The book that changed my life
I studied humanities at Thames Polytechnic (now the University of Greenwich); we read James Baldwin, Ngũgĩ wa Thiong’o, Chinua Achebe, Salman Rushdie, Cyprian Ekwensi,Toni Morrison, Nadine Gordimer, Doris Lessing and lumped Charles Dickens in with Carla Lane and Phil Redmond. It was a good start. I owe a lot to my tutors.

The book I wish I’d written
Ducks, Newburyport by Lucy Ellmann. An internal monologue of thoughts, ideas and realisations about family, political divisions in the US, global climate crisis and tarte tatin. Free from obvious structural or plot concerns, it ebbs and flows like your own crazy mind – furious, frightened and so, so funny. I wish I had Ellmann’s ear and brain and half her guts.

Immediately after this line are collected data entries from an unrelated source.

PR #7155, opened 2020-04-24
Add Kind Example

shaneutt:
The purpose of this PR is to add an example of deploying Istio in [KIND](https://github.com/kubernetes-sigs/kind) for testing Istio. The example covers using a `LoadBalancer` type `Service` in this environment as well as setting up certificates and configuring Istio gateways with SSL.

### DIFF
--- a/content/en/docs/examples/local-testing-with-kind/index.md
+++ b/content/en/docs/examples/local-testing-with-kind/index.md
@@ -1,0 +1,389 @@
+---
+title: Testing Istio Locally With Kubernetes In Docker
+description: Example of deploying Istio locally using Kubernetes In Docker for testing and evaluation.
+weight: 10
+keywords:
+- kubernetes
+- kind
+- metallb
+- cert-manager
+- ingress
+---
+
+This example uses Kubernetes In Docker ([KIND][kind]) to deploy Istio locally. The cluster produced is intended to be used for further testing, evaluation and experimentation with Istio.
+
+## Before you begin
+
+Sections in this example provide a walk through of deploying a `kind` cluster similar to how the [Istio Kind Documentation](/docs/setup/platform-setup/kind) recommends, but with several important follow up steps to deploy certificate management and Istio gateways with TLS. Before proceeding, familiarize yourself with that documentation to make sure you have a general working knowledge of `kind`.
+
+Make sure you have `jq` [installed][jq] on your local system for `JSON` processing.
+
+## Deploying Kubernetes
+
+Create a default Kubernetes cluster using `kind` with a single node:
+
+{{< text bash >}}
+$ kind create cluster --name istio-testing
+{{< /text >}}
+
+{{< tip >}}
+If you're interested in building a multi-node cluster, or otherwise further customizing the cluster setup (e.g. different Kubernetes versions, more worker nodes) then be sure to check the [Kind Cluster Configuration Documentation](https://kind.sigs.k8s.io/docs/user/quick-start#configuring-your-kind-cluster) which will help you explore the available options.
+{{< /tip >}}
+
+Once the cluster has completed deployment switch your [kubectl][kubectl] context to start using it:
+
+{{< text bash >}}
+$ kubectl cluster-info --context kind-istio-testing
+{{< /text >}}
+
+And then test access to the cluster by retrieving resources to make sure everything is working (e.g. `kubectl get all -A`).
+
+## Enabling external load balancers
+
+By default, Istio creates a [Load Balancer Service][servicelb] which resolves with an external address. For the purposes of this example, use [MetalLB][metallb] to resolve the `LoadBalancer` type `Service` resources to an address available on the Docker network from the host machine.
+
+{{< tip >}}
+For this example assume that the default Docker network is used with an IP range of `172.17.255.1-172.17.255.250` (if you ran `kind` with no specific configuration, this should be the default). If however you are using an alternative network configuration, you'll need to make the appropriate updates to the `addresses` field in the below MetalLB configuration before deploying.
+{{< /tip >}}
+
+First pick the latest release and deploy the MetalLB components:
+
+{{< text bash >}}
+$ export LATEST_METALLB_RELEASE="$(curl -s https://api.github.com/repos/metallb/metallb/releases/latest | jq -r '.tag_name')"
+$ kubectl apply -f https://raw.githubusercontent.com/metallb/metallb/${LATEST_METALLB_RELEASE}/manifests/namespace.yaml
+$ kubectl apply -f https://raw.githubusercontent.com/metallb/metallb/${LATEST_METALLB_RELEASE}/manifests/metallb.yaml
+{{< /text >}}
+
+Next, generate a secret for MetalLB:
+
+{{< text bash >}}
+$ kubectl create secret generic -n metallb-system memberlist --from-literal=secretkey="$(openssl rand -base64 128)"
+{{< /text >}}
+
+Then, add a configuration file for MetalLB so it knows what protocol to use and what address range is available to it:
+
+{{< text bash >}}
+$ kubectl apply -f - <<EOF
+apiVersion: v1
+kind: ConfigMap
+metadata:
+  name: config
+  namespace: metallb-system
+data:
+  config: |
+    address-pools:
+    - name: default
+      protocol: layer2
+      addresses:
+      - 172.17.255.1-172.17.255.250
+EOF
+{{< /text >}}
+
+Now the external IP addresses for `LoadBalancer` type `Service` resources can be provisioned.
+
+## Certificates
+
+A default deployment of Istio serves only HTTP traffic, which can be very limiting for testing. For this example use [Cert Manager][certmanager] to provide a `ClusterIssuer`, which can sign certificates for testing HTTPS ingress through gateways.
+
+{{< tip >}}
+This example uses a self-signed certificate for simplicity (all testing is done over the local network). If you're adapting the examples here to a different kind of environment keep in mind that you'll need to change what kind of issuer you use. You may want to review other documentation such as the [Ingress With Cert Manager Task](/docs/ops/integrations/certmanager/) for your own adaptations.
+{{< /tip >}}
+
+First deploy the Cert Manager components themselves:
+
+{{< text bash >}}
+$ export LATEST_CERTMANAGER_RELEASE="$(curl -s https://api.github.com/repos/jetstack/cert-manager/releases/latest | jq -r '.tag_name')"
+$ kubectl apply -f https://github.com/jetstack/cert-manager/releases/download/${LATEST_CERTMANAGER_RELEASE}/cert-manager.yaml
+{{< /text >}}
+
+{{< tip >}}
+Make sure to wait for all `Deployments` in the `cert-manager` namespace to be `READY`. If you try to create a `ClusterIssuer` and the webhook manager is not `READY`, you may receive 500 errors from the API until it's resolved.
+{{< /tip >}}
+
+Now, provide a `ClusterIssuer` for the certs:
+
+{{< text bash >}}
+$ kubectl apply -f - <<EOF
+apiVersion: cert-manager.io/v1alpha2
+kind: ClusterIssuer
+metadata:
+  name: selfsigned-issuer
+spec:
+  selfSigned: {}
+EOF
+{{< /text >}}
+
+All set! Now certificates for `Gateway` resources can be more easily managed.
+
+## Deploying Istio
+
+After all the setup is done, it's time to deploy Istio.
+
+{{< tip >}}
+Make sure you have `istoctl` [installed](/docs/ops/diagnostic-tools/istioctl/#before-you-begin)!
+{{< /tip >}}
+
+Start by using `istioctl` to deploy the base Istio installation with [SDS](/docs/tasks/traffic-management/ingress/secure-ingress/) and [Ingress with HTTPS](/docs/ops/integrations/certmanager/) enabled:
+
+{{< text bash >}}
+$ istioctl manifest apply \
+  --set values.gateways.istio-ingressgateway.sds.enabled=true \
+  --set values.global.k8sIngress.enabled=true \
+  --set values.global.k8sIngress.enableHttps=true \
+  --set values.global.k8sIngress.gatewayName=ingressgateway
+{{< /text >}}
+
+Since HTTPS is enabled for the ingress `Gateway` make sure to create a `Certificate` for it:
+
+{{< text bash >}}
+$ kubectl apply -f - <<EOF
+apiVersion: cert-manager.io/v1alpha2
+kind: Certificate
+metadata:
+  name: ingress-cert
+  namespace: istio-system
+spec:
+  secretName: ingress-cert
+  issuerRef:
+    name: selfsigned-issuer
+    kind: ClusterIssuer
+  commonName: examples.istio.io
+  dnsNames:
+  - '*.istio.io'
+EOF
+{{< /text >}}
+
+And patch the ingress `Gateway` to configure it for the `Certificate`:
+
+{{< text bash >}}
+$ kubectl -n istio-system patch gateway istio-autogenerated-k8s-ingress --type=json \
+  -p='[{"op": "replace", "path": "/spec/servers/1/tls", "value": {"credentialName": "ingress-cert", "mode": "SIMPLE", "privateKey": "sds", "serverCertificate": "sds"}}]'
+{{< /text >}}
+
+At this point you should be able to reach the default `Gateway` over both HTTP and HTTPS (but note, that you'll receive a 404 from the `Gateway` at this point and that's expected):
+
+{{< text bash >}}
+$ export ISTIO_GATEWAY_IP=$(kubectl -n istio-system get svc istio-ingressgateway --template='{{range .status.loadBalancer.ingress}}{{.ip}}{{end}}')
+$ curl -v http://${ISTIO_GATEWAY_IP}
+$ curl -k -v https://${ISTIO_GATEWAY_IP}
+{{< /text >}}
+
+Now testing can start!
+
+## Testing traffic management
+
+In this section there are a couple of small examples which can assist in testing and prove things are working with basic traffic management.
+
+### HTTP test
+
+For this test a simple [NGINX][nginx] web server is deployed to test HTTP traffic.
+
+You can easily deploy an NGINX pod and service with:
+
+{{< text bash >}}
+$ kubectl run nginx --image nginx --wait=true
+$ kubectl expose pod nginx --port 80 --target-port 80
+{{< /text >}}
+
+Create a `VirtualService` (that uses the default provided gateway) to access the server from outside the cluster:
+
+{{< text bash >}}
+$ kubectl apply -f - <<EOF
+apiVersion: networking.istio.io/v1beta1
+kind: VirtualService
+metadata:
+  name: nginx
+spec:
+  gateways:
+  - istio-system/istio-ingressgateway
+  hosts:
+  - 'http.examples.istio.io'
+  http:
+  - route:
+    - destination:
+        host: nginx
+        port:
+          number: 80
+EOF
+{{< /text >}}
+
+That's it! You should be able to access the web server now with `curl`:
+
+{{< text bash >}}
+$ export ISTIO_GATEWAY_IP=$(kubectl -n istio-system get svc istio-ingressgateway --template='{{range .status.loadBalancer.ingress}}{{.ip}}{{end}}')
+$ curl --fail -H 'Host: http.examples.istio.io' http://${ISTIO_GATEWAY_IP}
+{{< /text >}}
+
+{{< tip >}}
+It can take a few moments before the route works. Make sure to retry a few times if you can't reach the NGINX server immediately.
+{{< /tip >}}
+
+When things are working properly the response output will include: `<h1>Welcome to nginx!</h1>`
+
+### HTTPS test
+
+This example is a variant of the HTTP test with TLS termination at the ingress level.
+
+Create and expose a new [NGINX][nginx] web server to test:
+
+{{< text bash >}}
+$ kubectl create namespace nginx
+$ kubectl -n nginx run nginx --image nginx --wait=true
+$ kubectl -n nginx expose pod nginx --port 80 --target-port 80
+{{< /text >}}
+
+Create a `Gateway` and `VirtualService` to serve traffic to the web server:
+
+{{< text bash >}}
+$ kubectl apply -f - <<EOF
+apiVersion: networking.istio.io/v1alpha3
+kind: Gateway
+metadata:
+  name: nginx
+  namespace: nginx
+spec:
+  selector:
+    istio: ingressgateway
+  servers:
+  - port:
+      number: 443
+      name: https
+      protocol: HTTPS
+    tls:
+      credentialName: ingress-cert
+      mode: SIMPLE
+      privateKey: sds
+      serverCertificate: sds
+    hosts:
+    - "https.example.istio.io"
+EOF
+{{< /text >}}
+
+{{< text bash >}}
+$ kubectl apply -f - <<EOF
+apiVersion: networking.istio.io/v1alpha3
+kind: VirtualService
+metadata:
+  name: nginx
+  namespace: nginx
+spec:
+  hosts:
+  - "https.example.istio.io"
+  gateways:
+  - nginx
+  http:
+  - route:
+    - destination:
+        port:
+          number: 80
+        host: nginx
+EOF
+{{< /text >}}
+
+Now it should be possible to access your web server over the external IP using the `https.example.istio.io` domain:
+
+{{< text bash >}}
+$ export ISTIO_GATEWAY_IP=$(kubectl -n istio-system get svc istio-ingressgateway --template='{{range .status.loadBalancer.ingress}}{{.ip}}{{end}}')
+$ curl -k --resolve https.example.istio.io:443:${ISTIO_GATEWAY_IP} https://https.example.istio.io
+{{< /text >}}
+
+If everything worked properly you should see `<h1>Welcome to nginx!</h1>` in the output.
+
+### TLS passthrough test
+
+A simple test of TLS passthrough can be done by patching through to the Kubernetes API itself.
+
+For this create a new `Gateway` with TLS mode set to `PASSTHROUGH`:
+
+{{< text bash >}}
+$ kubectl apply -f - <<EOF
+apiVersion: networking.istio.io/v1alpha3
+kind: Gateway
+metadata:
+  name: kubernetes
+spec:
+  selector:
+    istio: ingressgateway
+  servers:
+  - port:
+      number: 443
+      name: https
+      protocol: HTTPS
+    tls:
+      mode: PASSTHROUGH
+    hosts:
+    - examples.istio.io
+EOF
+{{< /text >}}
+
+And then a `VirtualService` to attach to the Kubernetes API via the internal `Service`:
+
+{{< text bash >}}
+$ kubectl apply -f - <<EOF
+apiVersion: networking.istio.io/v1beta1
+kind: VirtualService
+metadata:
+  name: kubernetes
+spec:
+  gateways:
+  - kubernetes
+  hosts:
+  - examples.istio.io
+  tls:
+  - match:
+    - port: 443
+      sni_hosts:
+      - examples.istio.io
+    route:
+    - destination:
+        host: kubernetes
+        port:
+          number: 443
+EOF
+{{< /text >}}
+
+Then you should be able to access the Kubernetes API through the `Gateway`:
+
+{{< text bash >}}
+$ export ISTIO_GATEWAY_IP=$(kubectl -n istio-system get svc istio-ingressgateway --template='{{range .status.loadBalancer.ingress}}{{.ip}}{{end}}')
+$ curl -H 'Content-Type: application/json' -w '\n' -k --resolve examples.istio.io:443:${ISTIO_GATEWAY_IP} https://examples.istio.io/version
+{{< /text >}}
+
+If all went well the result of the above `curl` command should be the `/version` output from the Kubernetes API, similar to:
+
+{{< text json >}}
+{
+  "major": "1",
+  "minor": "17",
+  "gitVersion": "v1.17.2",
+  "gitTreeState": "clean",
+  "goVersion": "go1.13.5",
+  "compiler": "gc",
+  "platform": "linux/amd64"
+}
+{{< /text >}}
+
+## What's next
+
+In this example a simple and relatively complete Istio enabled Kubernetes cluster was created.
+
+From here you can look at some of the other [examples](/docs/examples) and [tasks](/docs/tasks) and try them on this cluster and otherwise test and experiment with Istio.
+
+If you have any need for an integration testing environment which includes Istio for your own tests these examples may provide a foundation which can be expanded upon.
+
+## Cleanup
+
+Cleanup is as simple as deleting the `kind` cluster:
+
+{{< text bash >}}
+$ kind delete cluster --name istio-testing
+{{< /text >}}
+
+[jq]:https://github.com/stedolan/jq
+[kind]:https://github.com/kubernetes-sigs/kind
+[docker]:https://docs.docker.com/
+[kubectl]:https://kubernetes.io/docs/reference/kubectl/overview/
+[servicelb]:https://kubernetes.io/docs/tasks/access-application-cluster/create-external-load-balancer/
+[metallb]:https://metallb.universe.tf/
+[certmanager]:https://cert-manager.io/
+[nginx]:https://nginx.com
--- a/.spelling
+++ b/.spelling
@@ -398,6 +398,8 @@ memcached-2's
 Mesos
 mesos-dns
 metadata
+metallb
+MetalLB
 MicroK8s
 microservice
 microservices


content/en/docs/examples/local-testing-with-kind/index.md
```diff
@@ -0,0 +1,388 @@
...
+
+Make sure that you have [Docker][docker] and [Kind][kindquickstart] installed and that you are able to create and use kind clusters and connect to them with [Kubectl][kubectl].
+
+## Deploying Kubernetes
+
+For this example we'll be creating a default Kubernetes cluster using [Kind][kind] with a single node:
+
+```shell
+kind create cluster --name istio-testing
+```
```
frankbu, line 28: This (and all other code blocks) needs to be changed to use `{{< text }}>`. See documentation [here](https://istio.io/about/contribute/code-blocks/).
```suggestion
{{< text bash >}}
$ kind create cluster --name istio-testing
{{< /text >}}
```

content/en/docs/examples/local-testing-with-kind/index.md
```diff
@@ -0,0 +1,388 @@
...
+
+This example uses Kubernetes In Docker ([KIND][kind]) to deploy Istio locally. The cluster produced is intended to be a supplement for further testing, evaluation and experimentation with Istio.
+
+## Before you begin
+
+Make sure that you have [Docker][docker] and [Kind][kindquickstart] installed and that you are able to create and use kind clusters and connect to them with [Kubectl][kubectl].
+
+## Deploying Kubernetes
+
+For this example we'll be creating a default Kubernetes cluster using [Kind][kind] with a single node:
```
frankbu, line 24: Istio documentation avoids "we" terminology. Please change "we" to "you" or reword, here and throughout the doc.
```suggestion
Create a default Kubernetes cluster using [Kind][kind] with a single node:
```

shaneutt: Updated all the spots, thank you :)

content/en/docs/examples/local-testing-with-kind/index.md
shaneutt: Updated all these spots, thank you :)

content/en/docs/examples/local-testing-with-kind/index.md
```diff
@@ -0,0 +1,388 @@
+---
+title: Testing Istio Locally With Kubernetes In Docker
+description: Example of deploying Istio locally using Kubernetes In Docker for testing and evaluation
```
frankbu, line 3: Missing period is preventing the preview (https://app.netlify.com/sites/preliminary-istio/deploys/5ea6e54d7b751300067079ce) from generating.
```suggestion
description: Example of deploying Istio locally using Kubernetes In Docker for testing and evaluation.
```

content/en/docs/examples/local-testing-with-kind/index.md
```diff
@@ -0,0 +1,388 @@
...
+For this example we assume that the default docker network is used with an IP range of `172.17.255.1-172.17.255.250` (if you ran `kind` with no specifical configuration, this should be the default). If however you are using an alternative network configuration, you'll need to make the appropriate updates to the `addresses` field in the below MetalLB configuration before deploying.
+{{< /tip >}}
+
+First we'll pick the latest release and deploy the MetalLB components:
+
+{{< text bash >}}
+export LATEST_METALLB_RELEASE="$(curl -s https://api.github.com/repos/metallb/metallb/releases/latest | jq -r '.tag_name')"
+kubectl apply -f https://raw.githubusercontent.com/metallb/metallb/${LATEST_METALLB_RELEASE}/manifests/namespace.yaml
+kubectl apply -f https://raw.githubusercontent.com/metallb/metallb/${LATEST_METALLB_RELEASE}/manifests/metallb.yaml
+{{< /text >}}
```
frankbu, line 56: Every line this is a command (vs. output or extended multi-line command) must start with `$ `.
```suggestion
{{< text bash >}}
$ export LATEST_METALLB_RELEASE="$(curl -s https://api.github.com/repos/metallb/metallb/releases/latest | jq -r '.tag_name')"
$ kubectl apply -f https://raw.githubusercontent.com/metallb/metallb/${LATEST_METALLB_RELEASE}/manifests/namespace.yaml
$ kubectl apply -f https://raw.githubusercontent.com/metallb/metallb/${LATEST_METALLB_RELEASE}/manifests/metallb.yaml
{{< /text >}}
```

content/en/docs/examples/local-testing-with-kind/index.md
shaneutt: :+1: updated

content/en/docs/examples/local-testing-with-kind/index.md
shaneutt: :+1:

content/en/docs/examples/local-testing-with-kind/index.md
shaneutt: :+1:

shaneutt:
I'm working right now on getting my google cla done, we have a corporate one, I'll get that set up asap.

content/en/docs/examples/local-testing-with-kind/index.md
```diff
@@ -0,0 +1,391 @@
...
+- kind
+- metallb
+- cert-manager
+- ingress
+test: true
+---
+
+## About
+
+This example uses Kubernetes In Docker ([KIND][kind]) to deploy Istio locally. The cluster produced is intended to be a supplement for further testing, evaluation and experimentation with Istio.
```
frankbu, line 16:
```suggestion
This example uses Kubernetes In Docker ([KIND][kind]) to deploy Istio locally. The cluster produced is intended to be used for further testing, evaluation and experimentation with Istio.
```

content/en/docs/examples/local-testing-with-kind/index.md
```diff
@@ -0,0 +1,391 @@
...
+
+## Before you begin
+
+Make sure that you have [Docker][docker] and [Kind][kindquickstart] installed and that you are able to create and use kind clusters and connect to them with [Kubectl][kubectl].
+
+## Deploying Kubernetes
```
frankbu, line 22: This and the previous section seems to duplicate material in the platform setup instructions for `kind`: https://preliminary.istio.io/docs/setup/platform-setup/kind/. Should it reuse, or at least explain how it relates to, those instructions?

content/en/docs/examples/local-testing-with-kind/index.md
```diff
@@ -0,0 +1,391 @@
...
+      addresses:
+      - 172.17.255.1-172.17.255.250
+EOF
+{{< /text >}}
+
+Now the external IP addresses for `LoadBalancer` type `Service` resources can be provisioned.
+
+## Certificates
+
+A default deployment if Istio will only serve HTTP traffic, which can be very limiting for testing. For this example use [CertManager][certmanager] to provide a `ClusterIssuer` which can sign certificates for us for testing HTTPS ingress through our gateways.
```
frankbu, line 87:
```suggestion
A default deployment of Istio will only serve HTTP traffic, which can be very limiting for testing. For this example use [CertManager][certmanager] to provide a `ClusterIssuer` which can sign certificates for us for testing HTTPS ingress through our gateways.
```

content/en/docs/examples/local-testing-with-kind/index.md
shaneutt: I've tried adding a reference below in a "tip" section that points to the document and recommends familiarizing yourself with it before proceeding. Let me know what you think.

shaneutt:
@frankbu I noticed that the lint test failed on `/docs` type links:

https://prow.istio.io/view/gcs/istio-prow/pr-logs/pull/istio_istio.io/7155/lint_istio.io/6083

However I noticed other docs use these kinds of links. Is there something more I need to do in this case?

frankbu:
@shaneutt the `/doc/...` links are internal links within the istio.io site. The ones that are failing are files that have recently moved. Moved files have redirect aliases from the old to new URL, so they can still be accessed with the old URL, but the lint checker doesn't follow aliases and requires all internal links be kept up to date. To fix the broken ones in you PR, prepend `preliminary.istio.io` to the broken URL and then paste in a browser to see where it redirects to.

content/en/docs/examples/local-testing-with-kind/index.md
```diff
@@ -0,0 +1,390 @@
...
+title: Testing Istio Locally With Kubernetes In Docker
+description: Example of deploying Istio locally using Kubernetes In Docker for testing and evaluation.
+weight: 10
+keywords:
+- kubernetes
+- kind
+- metallb
+- cert-manager
+- ingress
+test: true
```
frankbu, line 11: Remove this line, unless you are planning to write a test program for the page: https://github.com/istio/istio.io/tree/master/tests#testing-istioio-content.
If you remove this field, you can also remove the generated snip.sh file.

frankbu: Before you delete snip.sh, you might want to take a look at the reported lint errors, to see if they are legitimate bad things in your code blocks or not.
```
If there are any lint errors in the generated snip.sh file, it means that a command in the
index.md file is not following bash best practices. Because we are extracting the commands
from the markdown file into a script file, we get the added benefit of lint checking of the
commands that appear in the docs.
```

frankbu: Looking at the lint error in the snip.sh, the problem is that you are using `<< EOF` in some of the commands. The doc framework doesn't recognize this as a multi-line bash command, it only handles `<<EOF` (no whitespace). The generated snip.sh ends up being bad, but more importantly, the copy button on the generated web page will also not work properly. Please change them to `<<EOF`.

shaneutt: Changed, thank you :+1:

shaneutt:
> preliminary.istio.io

Thank you for your help, I've followed your instructions and made changes according to `make lint` and I believe these should be taken care of, I'll be on the look out for any more stragglers.

content/en/docs/examples/local-testing-with-kind/index.md
```diff
@@ -0,0 +1,389 @@
...
+{{< /text >}}
+
+All set! Now certificates for `Gateway` resources can be more easily managed.
+
+## Deploying Istio
+
+All the setup is done, it's time to deploy Istio.
+
+{{< tip >}}
+Make sure you have `istoctl` [installed](/docs/setup/)!
```
frankbu, line 123: I think this is a better place to reference.
```suggestion
Make sure you have `istoctl` [installed](/docs/ops/diagnostic-tools/istioctl/#before-you-begin)!
```

content/en/docs/examples/local-testing-with-kind/index.md
```diff
@@ -0,0 +1,389 @@
...
+---
+
+## About
+
+This example uses Kubernetes In Docker ([KIND][kind]) to deploy Istio locally. The cluster produced is intended to be used for further testing, evaluation and experimentation with Istio.
+
+## Deploying Kubernetes
+
+{{< tip >}}
+This section deploys a [Kind][kind] cluster similar to how the [Istio Kind Documentation](/docs/setup/platform-setup/kind) recommends, but with several important follow up steps to deploy certificate management and Istio gateways with TLS. Familiarize yourself with that documentation and [Kind][kind] itself to make sure you have a general working knowledge of `kind` before proceeding.
```
frankbu, line 20: If you check the [preview](https://deploy-preview-7155--preliminary-istio.netlify.app/docs/examples/local-testing-with-kind/) you'll see that some of the links (like this `[Kind][kind]` one) are not displaying correctly. I think the problem may be that the square bracket syntax doesn't work inside tips (although it does seem to work fine outside of them). So anyway, I think you'll need to use the expanded form `[title](target link)` in the places where it doesn't work.

That said, for this particular case, I don't think you should be making every use of kind a clickable link. Just the first occurrence would be enough. After that, just enclose it in backticks: `kind`.

shaneutt: Sounds good, I made those changes as suggested :+1:

content/en/docs/examples/local-testing-with-kind/index.md
```diff
@@ -0,0 +1,388 @@
...
+weight: 10
+keywords:
+- kubernetes
+- kind
+- metallb
+- cert-manager
+- ingress
+---
+
+## About
```
frankbu, line 13: No need for a heading for the overview.
```suggestion
```

content/en/docs/examples/local-testing-with-kind/index.md
```diff
@@ -0,0 +1,388 @@
...
+
+This example uses Kubernetes In Docker ([KIND][kind]) to deploy Istio locally. The cluster produced is intended to be used for further testing, evaluation and experimentation with Istio.
+
+## Deploying Kubernetes
+
+{{< tip >}}
```
frankbu, line 19: One more suggestion would be to not make this a tip, but rather move this paragraph to a `Before you begin` section and change the first sentence to: The following instructions deploy a `kind` cluster similar to ...

shaneutt: Sounds good to me, changed :+1:

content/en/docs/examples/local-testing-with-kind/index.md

The book that influenced on my writing
I’d just begun experimenting with writing styles (who is telling the story and why?) when my former boss Mary-Kay Wilmers thrust a copy of Sue Townsend’s newly published The Secret Diary of Adrian Mole, Aged 13¾ into my hands. I saw that contemporary characters living ordinary, neurotic lives could be funny and compelling.

My earliest reading memory
The Tale of Samuel Whiskers or the Roly-Poly Pudding. I was frightened and appalled by the tales of Beatrix Potter – mostly the constant threat of violent death. Children of my generation had little choice but to endure them.

The book I think is most underrated
The Visiting Privilege: New and Collected Stories by Joy Williams. It surprises me that I rarely hear mention of this extraordinary American novelist, short-story writer and essayist. Not exactly a comedy writer, nor horror – with Williams the two somehow coexist.

The last book that made me cry
The audiobook of So Long, See You Tomorrow by William Maxwell. Before that I cried at Derek Owusu’s That Reminds Me – a beautiful coming of age story about a young Ghanaian man.

The last books that made me laugh
Angela Makholwa’s outrageous, laugh-out-loud The Blessed Girl and Abbi Waxman’s charming, Austenesque The Bookish Life of Nina Hill.

The book I’m most ashamed not to have read
Moby-Dick by Herman Melville. I read a few pages and switched to Jaws by Peter Benchley thinking that it would do instead.

The book I’d most like to be remembered for
Reasons to Be Cheerful. It features the dawn of the McCain oven chip, a prolapsed uterus, xenophobic dentistry and an unwieldy wraparound dress.

My comfort reads
Early Barbara Pym for times of trouble. Elizabeth Jane Howard’s Cazalets for sad times. Wodehouse or Samuel Pepys for a grim journey. Maya Angelou to bolster. Nancy Mitford for heartbreak. Mapp & Lucia for loneliness. David Sedaris at anytime.

Nina Stibbe’s Reasons to Be Cheerful (Penguin) has won the 2020 Comedy Women in Print prize.